The meteorological driver data from PRISM does take a long time to download and process. Due to this, we have two spots in the pipeline where pre-built data can be used to skip over those steps.

  1. If you have access to the zip file of the pre-downloaded, raw meteorological data on Box, comment out the p1_prism_files target in 1_download.R and uncomment the target with the same name that is set up below it. You will need to download the zip file from Box and unzip the files to the 1_download/prism_data/ directory before being able to build the full pipeline.
  2. If you have access to the CSV file of processed meteorological data on Box, comment out the p2_prism_data_huc target in 2_process.R and uncomment the target with the same name that is set up below it. You will need to download the CSV file from Box and move it to the 2_process/in/ directory before being able to build the full pipeline.

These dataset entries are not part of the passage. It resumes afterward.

PR #1976, opened 2019-10-01
Adding border to ToggleButton when checked in high-contrast themes

arpitmathur:
In non-high contrast themes, when you check a ToggleButton and navigate to another control, we display the checked status by highlighting the button with a lighter shade of the selection color.

We don't follow this behavior in high contrast themes. The text is slightly-depressed upon checking but that is not visually apparent and would definitely not be to a visually impaired person.
highcontrastwhitetogglebutton_without_change

In the image above, the 'S', 'C' and 'I' buttons are checked. However, it's barely noticeable that 'S' and 'C' are checked. The checked status of the 'I' button is also not noticeable when it receives focus.

The fix here is to check for a toggle button to be checked when in a high-contrast theme, we then add a border around the button. When a checked button also has keyboard focus, we add a border in the background-color. When the user navigates away, the border color is the same as the selection-color.

In the image below, the 'S', 'C' and 'I' buttons are checked again. Here, it's visually apparent that they are currently checked.
highcontrastwhitetogglebutton_with_change

In this pull request, relevant changes are in lines 673:693 in Button.xaml, the remaining files are generated off those changes.

### DIFF
--- a/src/Microsoft.DotNet.Wpf/src/Themes/XAML/Button.xaml
+++ b/src/Microsoft.DotNet.Wpf/src/Themes/XAML/Button.xaml
@@ -1,5 +1,7 @@
 <!--=================================================================
-Copyright (C) Microsoft Corporation.  All rights reserved.
+// Licensed to the .NET Foundation under one or more agreements.
+// The .NET Foundation licenses this file to you under the MIT license.
+// See the LICENSE file in the project root for more information.
 ==================================================================-->
 
 <!-- [[Aero.NormalColor]] -->
--- a/src/Microsoft.DotNet.Wpf/src/Themes/XAML/Button.xaml
+++ b/src/Microsoft.DotNet.Wpf/src/Themes/XAML/Button.xaml
@@ -680,6 +680,7 @@
             <MultiDataTrigger.Conditions>
                 <Condition Binding="{Binding Path=(SystemParameters.HighContrast)}" Value="true"/>
                 <Condition Binding="{Binding Path=IsChecked, RelativeSource={RelativeSource Self}}" Value="true"/>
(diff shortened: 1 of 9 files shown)


src/Microsoft.DotNet.Wpf/src/Themes/XAML/Button.xaml
```diff
@@ -1,40 +1,40 @@
 <!--=================================================================
-Licensed to the .NET Foundation under one or more agreements.
-The .NET Foundation licenses this file to you under the MIT license.
-See the LICENSE file in the project root for more information.
+// Licensed to the .NET Foundation under one or more agreements.
```
rladuca: Why are you adding these?

rladuca: Oh, did these come from the generator?  That makes sense.

src/Microsoft.DotNet.Wpf/src/Themes/XAML/Button.xaml
```diff
@@ -59,632 +59,648 @@ See the LICENSE file in the project root for more information.
...
+            Value="Center"/>
+    <Setter Property="Template">
+        <Setter.Value>
+            <ControlTemplate TargetType="{x:Type ButtonBase}">
+                <theme:ButtonChrome x:Name="Chrome"
+                                    BorderBrush="{TemplateBinding BorderBrush}"
+                                    Fill="{TemplateBinding Background}"
+                                    RenderDefaulted="{TemplateBinding Button.IsDefaulted}"
+                                    RenderMouseOver="{TemplateBinding IsMouseOver}"
+
```
rladuca: Explicitly add IsKeyboardFocused false check here, otherwise you're depending on evaluation order of the triggers to get the correct BorderBrush.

Classified raster data from HydroShare

The raster files of classified imagery are uploaded to HydroShare where you need to have specific access. The data will be released in the future, which would make this step easier. For now, you need to manually download the zip files before running tar_make().

  1. Navigate to the HydroShare resource.
  2. For each of the folders (e.g. Landsat-5, Sentinel-2A), right-click and choose Download zipped.
  3. Move the downloaded zip files to 1_download/in/tifzips.
  4. Then, try running tar_make().

Lake Superior spatial data

For now, the Lake Superior shapefile LakeSuperiorWatershed.shp is only available to our internal team via Box. You should download the spatial zip called LakeSuperiorWatershed.zip from Box (includes all associated metadata files) and unzip to the folder 1_download/in. This will ensure that the target in 1_download.R called p1_lake_superior_watershed_shp will successfully find the file it needs.

Finding and viewing outputs

After you build the pipeline, you should be able to see the following:

  1. Histogram summarizing the pixel counts by year and mission: tar_read(p4_basic_summary_histogram)
  2. PRISM drivers as timeseries, visualized by HUC: tar_read(p4_prism_summary_timeseries)
  3. PRISM drivers as boxplots, visualized by HUC and decade: tar_read(p4_prism_summary_boxes)
  4. Classified rasters as heatmaps for Landsat & Sentinel: tar_read(p4_sediment_sentinel_heatmap_png) & tar_read(p4_sediment_landsat_heatmap_png)

Contributing to this pipeline

Everyone who is developing this package will build their own pipeline locally. We will not commit output of the pipeline and should .gitignore and files generated by the pipeline build. The very first time you build the pipeline, you should delete the _targets/.gitignore file. It overrides the top-level gitignore and can be frustrating. Run the following to delete it: file.remove('_targets/.gitignore').